Preston Ridlehuber

No. 32, 37, 31
- Position: Running back

Personal information
- Born: November 2, 1943 (age 82) Greenwood, South Carolina, U.S.
- Listed height: 6 ft 2 in (1.88 m)
- Listed weight: 217 lb (98 kg)

Career information
- High school: Gainesville (Gainesville, Georgia)
- College: Georgia (1962-1965)
- NFL draft: 1966 (11th round, 166th overall pick)
- AFL draft: 1966 (19th round, 168th overall pick)

Career history
- Atlanta Falcons (1966); Cincinnati Bengals (1968)*; Oakland Raiders (1968); Buffalo Bills (1969);
- * Offseason or practice squad member only

Awards and highlights
- Scored final touchdown in the Heidi Game;

Career NFL/AFL statistics
- Rushing yards: 55
- Rushing average: 4.6
- Receptions: 4
- Receiving yards: 84
- Total touchdowns: 3
- Stats at Pro Football Reference

= Preston Ridlehuber =

American football player (born 1943)

Howard Preston Ridlehuber (born November 2, 1943) is a former American collegiate and professional football running back who played in both the National Football League (NFL) and the American Football League (AFL).

He played one season each with the NFL's Atlanta Falcons and the AFL's Oakland Raiders and Buffalo Bills. Ridlehuber was selected in the 11th round (166th overall) of the 1966 NFL Draft by the San Francisco 49ers and in the 19th round (168th overall) of the 1966 AFL Draft by the New York Jets.

He is perhaps best remembered for scoring the final touchdown in the iconic Heidi Game in 1968 while playing for the Oakland Raiders.

==Education==

Ridlehuber graduated from Gainesville High School in Gainesville, Georgia, where he was a multi-sport athlete, competing in football, baseball, basketball, and track. He earned All-State honors as both a baseball pitcher and a football quarterback.

He then attended the University of Georgia, where he played quarterback for the football team rather than signing a professional contract as a pitcher with the Pittsburgh Pirates. Ridlehuber was awarded the C.M. Hendricks Most Valuable Player award in the 1964 Sun Bowl, in which Georgia defeated the Texas Tech Red Raiders. He was also a member of the Sigma Nu fraternity at Georgia.

==Football career==

===Oakland Raiders===
Ridlehuber is best known for scoring a touchdown with 33 seconds remaining in a game against the New York Jets by recovering a fumble on a kickoff. This occurred during the famous Heidi Game, but most television viewers across the country missed the play because NBC switched its broadcast from the football game to the 1968 film Heidi. The Heidi Game, also known as the Heidi Bowl, led to a major change in how professional football is televised on network television: since then, games are shown in their entirety before evening programming begins.

===Buffalo Bills===
His most notable Buffalo Bills highlight came during a game against the then 0–5 Boston Patriots. Preston was a backup running back for the 2–3 Bills. O. J. Simpson had been concussed in Houston the previous week and did not dress for the Patriots game. Fullback Wayne Patrick (number 30) had carried the ball 17 times for 131 yards. Max Anderson (number 22), also known as "Mini Max" Anderson, had 10 carries for 46 yards.

Mini Max was injured during a collision on the field. His face mask shattered, and Anderson’s teeth were broken and scattered on the turf. While medical personnel attended to Anderson, Bills coach John Rauch called Preston to the sideline. The score was tied 16–16 late in the fourth quarter. Rauch knelt down and drew a play in the dirt—a halfback option play that had been practiced for the last couple of weeks. It was originally designed for O. J. Simpson to throw a short pass to the tight end to keep the drive alive in a short-yardage situation.
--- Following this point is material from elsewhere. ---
PR #1030, opened 2026-08-25
#977 Support IS NULL / IS NOT NULL predicates on group columns

### LINKED ISSUE #977: Support IS NULL / IS NOT NULL predicates on group columns
## Summary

Preston took the play into the huddle and the play was set in motion. On the snap, Ridlehuber—who had been a quarterback at the University of Georgia—noticed the Patriots’ cornerback closing in on the tight end. Trusting his better judgment, he looked elsewhere for an open receiver. He then saw Bills wide receiver Haven Moses wide open and threw a 45-yard touchdown pass to him.
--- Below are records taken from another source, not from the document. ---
PR #1033, opened 2026-08-25
#1026 Writer: allow a nullable struct enclosing a repeated field

### LINKED ISSUE #1026: Writer rejects a nullable struct enclosing a repeated field — a shape the reader accepts
Both write APIs refuse a schema in which an `OPTIONAL` struct group directly encloses a repeated field:

```
optional group s {
  optional group phones (LIST) { repeated group list { optional int32 element } }
}
```

```
UnsupportedOperationException: A nullable struct enclosing a repeated field (s) is not yet supported by the writer
```

The guard is in `RecordShredder.impliedRecordCount` (`core/src/main/java/dev/hardwood/internal/writer/RecordShredder.java:308`), with the row layer raising the same at `rowWriter()` time (`RowPlan.java:236`). Walking a leaf's layers from leaf to root, each `REPEATED` layer resets the running record count to `offsets.length - 1`; a nullable `STRUCT` layer above one is refused rather than levelled.

### Why it matters

Only this direction fails. A nullable struct *inside* a repeated scope — `struct("people.list.element", nulls)` — round-trips today.

The refused direction is what PyArrow produces by default, since it marks struct fields nullable: any Arrow or Spark struct column holding a list has this shape. This repository's own fixture `core/src/test/resources/nested_list_struct_test.parquet` is an instance of it:

```
optional group element {
  optional binary name (String);
  optional group sections (List) { repeated group list { ... } }
}
```

Hardwood reads that file in its test suite and cannot write it, so:

- the writer cannot round-trip a shape the reader accepts;
- copying such a file `ColumnReader` → `ColumnBatch` fails on a schema neither side considers unusual;
- the only advice available to a caller is to change what their data means (`REQUIRED` instead of `OPTIONAL`) or to restructure a schema that is usually handed down from upstream.

### Why it looks solvable

The columnar input contract already distinguishes every state the definition levels need for `optional s { optional phones (LIST) { repeated list { optional element } } }`:

| State | Input | Definition level |
|---|---|---|
| `s` absent | `struct("s", validity)` | 0 |
| `s` present, `phones` null | `list("s.phones", offsets, validity)` | 1 |
| `s` present, `phones` empty | zero-delta offsets | 2 |
| element null | element `Validity` | 3 |
| element present | values | 4 |

The guard therefore protects against emitting wrong levels rather than marking something the contract cannot express. Lifting it means teaching the leaf-to-root walk how an absent ancestor maps onto the offsets below it, plus the placeholder handling the shredder already applies for absent struct ancestors elsewhere.

### Acceptance

- A round trip through both write APIs for `optional struct { optional list }`, asserting all five states above read back.
- The same for a nullable struct enclosing a `MAP`, and for one nested inside a list (`chapters.list.element.sections`), matching the fixture.
- `nested_list_struct_test.parquet` copies `ColumnReader` → `ColumnBatch` and reads back equal.
- The interop gate covers the shape, so parquet-java agrees on the levels.

nitrogen404:
fixes #1026 
Both write APIs refused an OPTIONAL struct group that directly encloses a LIST or MAP, even though the columnar input contract already carries enough information to level it correctly and the reader has no trouble with the shape. It is what Arrow-based writers (PyArrow, Spark) produce by default for any struct column holding a list, so the restriction blocked a common, well-formed input and made this repository's own nested_list_struct_test.parquet fixture unwritable even though it reads fine.

RecordShredder.impliedRecordCount's leaf-to-root walk reset the record count at every REPEATED layer and threw the moment a nullable STRUCT layer sat above one, but a STRUCT layer never remaps its item scope, nullable or not, so it already preserved the count unchanged in the non-repeated case - the guard was stricter than the invariant it was protecting. RowPlan's nullableAncestor gate mirrored the same refusal for the row-oriented layer, but nothing else in RowPlan consulted it; RowStructNode/RowRepeatedNode's scope-cascading machinery was already fully generic. Both guards came out with no replacement logic needed.

The still-unsupported shape is unrelated: a legacy two-level list (an unannotated REPEATED field with no LIST/MAP wrapper), refused earlier at FileSchema.Builder / RowPlan construction time, never part of this guard.

## Checklist


gunnarmorling:
Applied; thanks, @nitrogen404!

When he returned to the bench, Coach Rauch congratulated him and said, “Be glad it worked.” The play gave the Bills a 23–16 lead, which remained the final score. Notably, during that game, Ridlehuber’s regular jersey number (37) was ripped, so he wore a replacement jersey with the number 31 instead. The number 31 was traditionally retired by the Bills to represent a generic player and the "spirit of the franchise." Ridlehuber was the only player to wear number 31 for the Bills until it was unofficially returned to circulation in 1991.